_What is needed_: The entries below hold a line with "A rigorous approach" and a line with "- [x] Perform". Return those lines and all that lie between them, exactly and only.

--- Available data ---

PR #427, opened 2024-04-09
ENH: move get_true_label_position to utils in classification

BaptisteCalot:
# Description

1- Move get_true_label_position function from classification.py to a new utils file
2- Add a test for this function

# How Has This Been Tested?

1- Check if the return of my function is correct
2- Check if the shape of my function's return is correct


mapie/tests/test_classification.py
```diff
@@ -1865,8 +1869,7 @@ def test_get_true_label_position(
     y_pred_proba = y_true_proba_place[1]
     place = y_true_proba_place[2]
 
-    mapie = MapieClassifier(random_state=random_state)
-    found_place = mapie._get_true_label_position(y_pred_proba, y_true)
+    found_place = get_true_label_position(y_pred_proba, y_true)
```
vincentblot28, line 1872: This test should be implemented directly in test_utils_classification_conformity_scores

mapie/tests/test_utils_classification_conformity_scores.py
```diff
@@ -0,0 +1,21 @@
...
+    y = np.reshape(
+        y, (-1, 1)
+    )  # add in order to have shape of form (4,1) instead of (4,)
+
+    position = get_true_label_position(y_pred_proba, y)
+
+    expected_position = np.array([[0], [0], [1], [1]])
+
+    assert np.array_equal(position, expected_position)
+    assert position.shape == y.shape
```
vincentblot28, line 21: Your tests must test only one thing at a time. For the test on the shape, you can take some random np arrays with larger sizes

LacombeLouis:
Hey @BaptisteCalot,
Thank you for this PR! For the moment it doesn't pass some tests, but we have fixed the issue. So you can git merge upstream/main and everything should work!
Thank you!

---
--- Available data ---

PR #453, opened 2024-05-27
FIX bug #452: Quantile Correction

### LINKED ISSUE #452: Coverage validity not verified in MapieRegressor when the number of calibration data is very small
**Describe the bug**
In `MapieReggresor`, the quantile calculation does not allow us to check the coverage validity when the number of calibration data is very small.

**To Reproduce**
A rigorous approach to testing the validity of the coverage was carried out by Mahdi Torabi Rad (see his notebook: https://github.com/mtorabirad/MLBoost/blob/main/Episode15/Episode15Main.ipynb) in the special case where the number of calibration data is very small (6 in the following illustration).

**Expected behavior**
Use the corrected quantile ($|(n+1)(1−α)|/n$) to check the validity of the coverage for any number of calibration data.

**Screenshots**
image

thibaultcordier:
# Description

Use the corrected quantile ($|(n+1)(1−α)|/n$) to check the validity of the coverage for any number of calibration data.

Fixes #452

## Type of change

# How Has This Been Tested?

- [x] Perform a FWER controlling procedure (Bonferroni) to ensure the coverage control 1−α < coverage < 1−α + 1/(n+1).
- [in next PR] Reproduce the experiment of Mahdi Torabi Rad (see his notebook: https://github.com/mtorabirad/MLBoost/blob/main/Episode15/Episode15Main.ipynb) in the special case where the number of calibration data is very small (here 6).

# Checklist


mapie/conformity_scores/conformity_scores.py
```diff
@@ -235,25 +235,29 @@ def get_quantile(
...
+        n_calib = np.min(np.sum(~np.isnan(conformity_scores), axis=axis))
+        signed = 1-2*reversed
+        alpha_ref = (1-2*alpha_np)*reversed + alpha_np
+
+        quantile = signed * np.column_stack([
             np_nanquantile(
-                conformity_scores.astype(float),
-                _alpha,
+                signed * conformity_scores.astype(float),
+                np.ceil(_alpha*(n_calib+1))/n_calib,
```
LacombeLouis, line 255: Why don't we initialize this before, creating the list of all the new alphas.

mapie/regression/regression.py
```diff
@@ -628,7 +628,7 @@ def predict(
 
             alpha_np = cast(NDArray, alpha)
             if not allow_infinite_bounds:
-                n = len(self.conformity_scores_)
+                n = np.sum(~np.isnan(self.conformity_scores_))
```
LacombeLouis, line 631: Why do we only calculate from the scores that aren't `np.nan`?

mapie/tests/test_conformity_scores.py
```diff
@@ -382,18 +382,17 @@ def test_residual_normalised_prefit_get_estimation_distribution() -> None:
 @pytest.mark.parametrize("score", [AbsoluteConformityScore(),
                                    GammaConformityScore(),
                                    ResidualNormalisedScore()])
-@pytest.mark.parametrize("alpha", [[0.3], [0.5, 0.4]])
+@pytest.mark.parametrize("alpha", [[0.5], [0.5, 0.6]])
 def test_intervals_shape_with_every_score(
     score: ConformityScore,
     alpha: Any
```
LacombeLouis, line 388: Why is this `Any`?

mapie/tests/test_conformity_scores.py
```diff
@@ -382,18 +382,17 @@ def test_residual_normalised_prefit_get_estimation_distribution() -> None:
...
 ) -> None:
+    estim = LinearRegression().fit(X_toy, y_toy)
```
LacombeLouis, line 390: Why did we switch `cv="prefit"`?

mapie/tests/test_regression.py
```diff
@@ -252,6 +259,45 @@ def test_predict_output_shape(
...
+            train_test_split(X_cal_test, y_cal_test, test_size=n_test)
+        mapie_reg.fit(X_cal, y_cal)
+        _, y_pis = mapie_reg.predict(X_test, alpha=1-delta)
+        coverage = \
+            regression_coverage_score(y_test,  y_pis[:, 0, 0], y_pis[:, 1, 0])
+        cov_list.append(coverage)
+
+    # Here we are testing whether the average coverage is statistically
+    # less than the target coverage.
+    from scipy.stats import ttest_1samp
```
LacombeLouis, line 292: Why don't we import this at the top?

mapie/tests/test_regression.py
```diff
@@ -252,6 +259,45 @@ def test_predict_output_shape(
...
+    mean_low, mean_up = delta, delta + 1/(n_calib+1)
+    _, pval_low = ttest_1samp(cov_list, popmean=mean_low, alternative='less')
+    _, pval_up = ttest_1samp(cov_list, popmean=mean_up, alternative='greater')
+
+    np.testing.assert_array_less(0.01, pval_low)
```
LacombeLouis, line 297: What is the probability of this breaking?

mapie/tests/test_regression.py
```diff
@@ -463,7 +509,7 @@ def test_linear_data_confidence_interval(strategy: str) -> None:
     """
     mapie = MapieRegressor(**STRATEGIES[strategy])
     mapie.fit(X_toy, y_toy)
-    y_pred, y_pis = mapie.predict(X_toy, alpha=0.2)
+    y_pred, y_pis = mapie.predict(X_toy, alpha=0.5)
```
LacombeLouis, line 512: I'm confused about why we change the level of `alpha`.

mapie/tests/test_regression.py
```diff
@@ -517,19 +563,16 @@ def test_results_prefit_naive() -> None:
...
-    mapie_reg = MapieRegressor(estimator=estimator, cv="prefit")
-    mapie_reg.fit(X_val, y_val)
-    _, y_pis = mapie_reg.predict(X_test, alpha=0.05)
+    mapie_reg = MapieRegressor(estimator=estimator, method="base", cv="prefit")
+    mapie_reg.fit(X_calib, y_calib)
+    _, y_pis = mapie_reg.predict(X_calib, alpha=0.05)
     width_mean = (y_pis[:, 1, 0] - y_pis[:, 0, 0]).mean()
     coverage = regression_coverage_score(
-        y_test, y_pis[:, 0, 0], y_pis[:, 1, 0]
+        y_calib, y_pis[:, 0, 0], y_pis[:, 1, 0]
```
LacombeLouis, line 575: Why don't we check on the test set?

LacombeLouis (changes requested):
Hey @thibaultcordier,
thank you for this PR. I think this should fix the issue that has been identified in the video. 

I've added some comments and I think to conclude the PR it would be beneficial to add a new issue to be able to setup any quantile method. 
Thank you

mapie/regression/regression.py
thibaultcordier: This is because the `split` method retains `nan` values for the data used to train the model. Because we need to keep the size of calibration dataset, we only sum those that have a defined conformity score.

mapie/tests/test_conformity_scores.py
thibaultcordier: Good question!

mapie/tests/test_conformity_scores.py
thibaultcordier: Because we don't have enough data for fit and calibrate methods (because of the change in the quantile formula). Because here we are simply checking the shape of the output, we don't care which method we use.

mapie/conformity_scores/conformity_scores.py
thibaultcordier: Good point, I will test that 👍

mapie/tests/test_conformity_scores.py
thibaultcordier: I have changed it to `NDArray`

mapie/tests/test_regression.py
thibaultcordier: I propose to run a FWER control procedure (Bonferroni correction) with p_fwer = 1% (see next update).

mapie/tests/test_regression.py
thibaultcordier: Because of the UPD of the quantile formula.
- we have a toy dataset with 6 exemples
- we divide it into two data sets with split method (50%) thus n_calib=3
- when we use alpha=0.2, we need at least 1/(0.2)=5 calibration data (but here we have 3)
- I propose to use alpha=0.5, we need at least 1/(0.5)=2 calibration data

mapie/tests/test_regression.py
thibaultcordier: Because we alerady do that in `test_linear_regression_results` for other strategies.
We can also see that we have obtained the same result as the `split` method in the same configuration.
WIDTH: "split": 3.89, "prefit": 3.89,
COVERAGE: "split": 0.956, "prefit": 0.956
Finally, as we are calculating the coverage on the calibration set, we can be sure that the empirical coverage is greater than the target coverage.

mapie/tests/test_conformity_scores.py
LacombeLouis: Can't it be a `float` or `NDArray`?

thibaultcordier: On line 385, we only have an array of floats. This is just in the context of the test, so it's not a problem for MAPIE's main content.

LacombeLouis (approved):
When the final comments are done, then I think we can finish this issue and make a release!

---
--- Available data ---

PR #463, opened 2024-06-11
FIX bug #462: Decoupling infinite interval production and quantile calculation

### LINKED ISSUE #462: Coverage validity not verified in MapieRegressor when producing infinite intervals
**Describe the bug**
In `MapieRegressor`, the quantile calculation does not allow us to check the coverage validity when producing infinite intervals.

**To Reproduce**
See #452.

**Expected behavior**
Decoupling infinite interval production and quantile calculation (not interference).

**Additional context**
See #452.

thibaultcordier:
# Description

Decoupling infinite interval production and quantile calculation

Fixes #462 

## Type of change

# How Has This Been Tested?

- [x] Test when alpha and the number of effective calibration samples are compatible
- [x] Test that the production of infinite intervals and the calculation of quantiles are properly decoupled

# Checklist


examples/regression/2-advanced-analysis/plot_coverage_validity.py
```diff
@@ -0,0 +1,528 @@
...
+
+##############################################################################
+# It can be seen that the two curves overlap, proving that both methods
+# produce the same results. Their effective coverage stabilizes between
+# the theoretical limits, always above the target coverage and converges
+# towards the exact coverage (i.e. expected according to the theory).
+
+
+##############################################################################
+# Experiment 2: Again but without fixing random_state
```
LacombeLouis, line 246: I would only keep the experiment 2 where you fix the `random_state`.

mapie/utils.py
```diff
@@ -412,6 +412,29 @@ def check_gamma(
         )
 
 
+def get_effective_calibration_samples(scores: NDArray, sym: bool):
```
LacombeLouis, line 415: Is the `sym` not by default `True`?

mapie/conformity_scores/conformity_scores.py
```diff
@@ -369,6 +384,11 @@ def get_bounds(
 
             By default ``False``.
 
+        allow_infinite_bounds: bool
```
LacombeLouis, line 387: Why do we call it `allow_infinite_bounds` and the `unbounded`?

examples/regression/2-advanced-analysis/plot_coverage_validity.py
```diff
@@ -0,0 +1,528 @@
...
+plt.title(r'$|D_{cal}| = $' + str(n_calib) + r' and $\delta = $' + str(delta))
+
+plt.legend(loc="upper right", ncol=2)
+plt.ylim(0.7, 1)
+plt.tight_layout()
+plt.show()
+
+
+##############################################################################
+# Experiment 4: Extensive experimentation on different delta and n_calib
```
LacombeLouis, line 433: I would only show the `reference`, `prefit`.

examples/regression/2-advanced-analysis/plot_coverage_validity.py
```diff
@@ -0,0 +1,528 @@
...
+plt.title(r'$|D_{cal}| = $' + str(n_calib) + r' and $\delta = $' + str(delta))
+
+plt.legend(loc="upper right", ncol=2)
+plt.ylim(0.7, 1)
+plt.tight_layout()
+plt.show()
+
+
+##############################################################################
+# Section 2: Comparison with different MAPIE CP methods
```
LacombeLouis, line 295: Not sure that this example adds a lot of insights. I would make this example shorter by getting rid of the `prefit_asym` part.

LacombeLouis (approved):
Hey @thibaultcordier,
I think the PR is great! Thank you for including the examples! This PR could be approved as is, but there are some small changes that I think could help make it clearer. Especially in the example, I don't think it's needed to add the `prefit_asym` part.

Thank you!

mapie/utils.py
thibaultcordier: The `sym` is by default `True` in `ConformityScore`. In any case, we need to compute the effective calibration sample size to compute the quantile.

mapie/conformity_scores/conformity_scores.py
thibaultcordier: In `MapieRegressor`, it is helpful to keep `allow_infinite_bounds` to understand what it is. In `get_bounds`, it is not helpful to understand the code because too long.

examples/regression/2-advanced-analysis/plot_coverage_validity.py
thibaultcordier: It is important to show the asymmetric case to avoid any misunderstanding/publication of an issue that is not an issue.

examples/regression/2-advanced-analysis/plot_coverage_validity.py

---

_Output below_:
A rigorous approach to testing the validity of the coverage was carried out by Mahdi Torabi Rad (see his notebook: https://github.com/mtorabirad/MLBoost/blob/main/Episode15/Episode15Main.ipynb) in the special case where the number of calibration data is very small (6 in the following illustration).

**Expected behavior**
Use the corrected quantile ($|(n+1)(1−α)|/n$) to check the validity of the coverage for any number of calibration data.

**Screenshots**
image

thibaultcordier:
# Description

Use the corrected quantile ($|(n+1)(1−α)|/n$) to check the validity of the coverage for any number of calibration data.

Fixes #452

## Type of change

# How Has This Been Tested?

- [x] Perform a FWER controlling procedure (Bonferroni) to ensure the coverage control 1−α < coverage < 1−α + 1/(n+1).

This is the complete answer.